(Extracted data begins)
PR #11000, opened 2026-05-05
fix(#10999): only normalize slashes in URL pathname, not query params

### LINKED ISSUE #10999: fix: global URL slash normalization corrupts query parameter values
## Description

The global middleware in `api/src/routing.js` normalizes double slashes in request URLs:

```js
req.url = req.url.replace(/\/+/g, '/');
```

This operates on the entire `req.url` string, which includes the query string. Any query parameter containing a URL or double slash gets corrupted.

## Steps to Reproduce

1. Send a request with a URL-like value in a query parameter:
   ```
   GET /some/path?redirect=https://example.com/a//b
   ```
2. Observe the middleware rewrites it to:
   ```
   GET /some/path?redirect=https:/example.com/a/b
   ```

## Expected Behavior

Only the pathname portion should be normalized. Query parameters should be preserved as-is:
```
/some/path?redirect=https://example.com/a//b
```

## Actual Behavior

The entire URL string including query params is modified:
```
/some/path?redirect=https:/example.com/a/b
```

## Root Cause

`req.url` contains both the pathname and query string (e.g. `/path?key=value`). The regex `\/+/g` matches all consecutive slashes, including those inside query parameter values.

## Suggested Fix

Split the URL at the query boundary and only normalize the pathname:

```js
app.use((req, res, next) => {
  const [pathname, ...rest] = req.url.split('?');
  req.url = pathname.replace(/\/+/g, '/') + (rest.length ? '?' + rest.join('?') : '');
  next();
});
```

## Impact

Any route that receives URL-like values in query parameters (redirects, callback URLs, external references) will have those values silently corrupted before reaching the handler.

YASHSHARMAOFFICIALLY:
## Description

Fixes #10999

The global middleware in `api/src/routing.js` normalizes double slashes by replacing all consecutive slashes in `req.url`:

```js
req.url = req.url.replace(/\/+/g, '/');
```

Since `req.url` includes the query string, this corrupts any query parameter containing URL-like values or double slashes.

**Example:**
- Input: `/some/path?redirect=https://example.com/a//b`
- Before fix: `/some/path?redirect=https:/example.com/a/b`
- After fix: `/some/path?redirect=https://example.com/a//b`

## Code Change

```js
// Before
req.url = req.url.replace(/\/+/g, '/');

// After
const [pathname, ...rest] = req.url.split('?');
req.url = pathname.replace(/\/+/g, '/') + (rest.length ? '?' + rest.join('?') : '');
```

The fix splits the URL at the query boundary, normalizes only the pathname, and preserves the query string as-is. It also handles edge cases like multiple `?` characters in the URL.

## Test plan

- [x] Added 6 test cases covering pathname normalization, query preservation, and edge cases
- [x] All existing routing tests continue to pass
- [x] ESLint passes

### DIFF
--- a/api/src/routing.js
+++ b/api/src/routing.js
@@ -208,7 +208,8 @@ app.use(
 app.use(rateLimiterMiddleware);
 app.use(jsonQueryParser);
 app.use((req, res, next) => {
-  req.url = req.url.replace(/\/+/g, '/');
+  const [pathname, ...rest] = req.url.split('?');
+  req.url = pathname.replace(/\/+/g, '/') + (rest.length ? '?' + rest.join('?') : '');
   next();
 });
 
--- a/api/tests/mocha/routing.spec.js
+++ b/api/tests/mocha/routing.spec.js
@@ -1,6 +1,11 @@
 const rewire = require('rewire');
 const chai = require('chai');
 
+const normalizeUrl = (url) => {
+  const [pathname, ...rest] = url.split('?');
+  return pathname.replace(/\/+/g, '/') + (rest.length ? '?' + rest.join('?') : '');
+};
+
 describe('Routing', () => {
   before(() => global.angular = {
     module: () => ({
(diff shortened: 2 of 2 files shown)


mrjones-plip:
The main place we do redirects is in logins, as seen in your [other ticket](https://github.com/medic/cht-core/issues/11027#issuecomment-4400033148).  These are URL encoded like so:

`https://192-168-68-26.local-ip.medicmobile.org:10467/#/messages` -> `https://192-168-68-26.local-ip.medicmobile.org:10467/medic/login?redirect=https%3A%2F%2F192-168-68-26.local-ip.medicmobile.org%3A10467%2F%23%2Fmessages`

After testing myself by introducing an extra slash, I note it does not break this and is handled correctly:

1. as an logged out user go to `https://192-168-68-26.local-ip.medicmobile.org:10467//#//messages`
2. get redirected to `https://192-168-68-26.local-ip.medicmobile.org:10467/medic/login?redirect=https%3A%2F%2F192-168-68-26.local-ip.medicmobile.org%3A10467%2F%23%2Fmessages&username=test`
3. log in
4. correctly land on `https://192-168-68-26.local-ip.medicmobile.org:10467/#/messages`

@YASHSHARMAOFFICIALLY:

1. when submitting tickets, please do not include abstract URLs like `/some/path?redirect=https://example.com/a//b`.  
2. Please include real URLs for your local CHT instance you used to when filing the ticket
3. please use one of our [issue templates](https://github.com/medic/cht-core/tree/master/.github/ISSUE_TEMPLATE) which you see when you [create a new issue](https://github.com/medic/cht-core/issues/new/choose).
(Extracted data ends)
Show all lines from the data that contain "request".

> **Answer for this exercise**
The global middleware in `api/src/routing.js` normalizes double slashes in request URLs:
1. Send a request with a URL-like value in a query parameter:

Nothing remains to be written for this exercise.